BEGIN DATA FOR REVIEW
PR #231, opened 2018-10-02
Change span type to db.<db-provider>.query

eyalkoren:


apm-agent-plugins/apm-jdbc-plugin/src/main/java/co/elastic/apm/jdbc/helper/JdbcHelperImpl.java
```diff
@@ -51,7 +53,7 @@ public Span createJdbcSpan(@Nullable String sql, Connection connection, @Nullabl
         // getting the meta data can result in another jdbc call
         // if that is traced as well -> StackOverflowError
         // to work around that, isAlreadyMonitored checks if the parent span is a db span and ignores them
-        span.withType("db.unknown.sql");
+        span.withType(computeJdbcSpanTypeName("unknown"));
```
felixbarny: store as a constant to not allocate a new string each time

felixbarny:
Jenkins, test this please

apm-agent-plugins/apm-jdbc-plugin/src/main/java/co/elastic/apm/jdbc/helper/JdbcHelperImpl.java
eyalkoren: Right, thanks!

PR #232, opened 2018-10-02
Use microsecond epoch timestamps

felixbarny:
- Prepares for https://github.com/elastic/apm-server/issues/1340
- Includes guards against clock drift

### DIFF
--- a/apm-agent-core/src/main/java/co/elastic/apm/impl/transaction/EpochTickClock.java
+++ b/apm-agent-core/src/main/java/co/elastic/apm/impl/transaction/EpochTickClock.java
@@ -30,7 +30,7 @@ public class EpochTickClock implements Recyclable {
     }
 
     public void init(long epochMillis, long nanoTime) {
-        nanoTimeOffsetToEpoch = nanoTime - TimeUnit.MILLISECONDS.toNanos(epochMillis);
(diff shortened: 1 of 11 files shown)


felixbarny:
This can be merged before the APM Server changes as this PR does not change the JSON structure yet. Once the Server is ready to accept an epoch microsecond timestamp, the agent just needs some small adjustments.

apm-agent-core/src/main/java/co/elastic/apm/impl/transaction/EpochTickClock.java
```diff
@@ -0,0 +1,48 @@
...
+
+    /**
+     * Initializes and calibrates the clock based on wall clock time
+     */
+    public void init() {
+        init(System.currentTimeMillis(), System.nanoTime());
+    }
+
+    public void init(long epochMillis, long nanoTime) {
+        nanoTimeOffsetToEpoch = nanoTime - TimeUnit.MILLISECONDS.toNanos(epochMillis);
```
eyalkoren: That's correct, but got me confused, as it is not really an offset (it yields a negative value). No need to change for correctness, but I would say it is more readable if you reverse the subtraction order to get an offset to epoch, and then add it to the nano time in [getEpochMicros](https://github.com/elastic/apm-agent-java/pull/232/files#diff-dcb41b5d39f04a99247e0d7aad3ab48bR41) instead of subtracting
END DATA FOR REVIEW
TASK INSTRUCTIONS:
Copy the data above in full, exactly as it reads.

RESPONSE:
PR #231, opened 2018-10-02
Change span type to db.<db-provider>.query

eyalkoren:


apm-agent-plugins/apm-jdbc-plugin/src/main/java/co/elastic/apm/jdbc/helper/JdbcHelperImpl.java
```diff
@@ -51,7 +53,7 @@ public Span createJdbcSpan(@Nullable String sql, Connection connection, @Nullabl
         // getting the meta data can result in another jdbc call
         // if that is traced as well -> StackOverflowError
         // to work around that, isAlreadyMonitored checks if the parent span is a db span and ignores them
-        span.withType("db.unknown.sql");
+        span.withType(computeJdbcSpanTypeName("unknown"));
```
felixbarny: store as a constant to not allocate a new string each time

felixbarny:
Jenkins, test this please

apm-agent-plugins/apm-jdbc-plugin/src/main/java/co/elastic/apm/jdbc/helper/JdbcHelperImpl.java
eyalkoren: Right, thanks!

PR #232, opened 2018-10-02
Use microsecond epoch timestamps

felixbarny:
- Prepares for https://github.com/elastic/apm-server/issues/1340
- Includes guards against clock drift

### DIFF
--- a/apm-agent-core/src/main/java/co/elastic/apm/impl/transaction/EpochTickClock.java
+++ b/apm-agent-core/src/main/java/co/elastic/apm/impl/transaction/EpochTickClock.java
@@ -30,7 +30,7 @@ public class EpochTickClock implements Recyclable {
     }
 
     public void init(long epochMillis, long nanoTime) {
-        nanoTimeOffsetToEpoch = nanoTime - TimeUnit.MILLISECONDS.toNanos(epochMillis);
(diff shortened: 1 of 11 files shown)


felixbarny:
This can be merged before the APM Server changes as this PR does not change the JSON structure yet. Once the Server is ready to accept an epoch microsecond timestamp, the agent just needs some small adjustments.

apm-agent-core/src/main/java/co/elastic/apm/impl/transaction/EpochTickClock.java
```diff
@@ -0,0 +1,48 @@
...
+
+    /**
+     * Initializes and calibrates the clock based on wall clock time
+     */
+    public void init() {
+        init(System.currentTimeMillis(), System.nanoTime());
+    }
+
+    public void init(long epochMillis, long nanoTime) {
+        nanoTimeOffsetToEpoch = nanoTime - TimeUnit.MILLISECONDS.toNanos(epochMillis);
```
eyalkoren: That's correct, but got me confused, as it is not really an offset (it yields a negative value). No need to change for correctness, but I would say it is more readable if you reverse the subtraction order to get an offset to epoch, and then add it to the nano time in [getEpochMicros](https://github.com/elastic/apm-agent-java/pull/232/files#diff-dcb41b5d39f04a99247e0d7aad3ab48bR41) instead of subtracting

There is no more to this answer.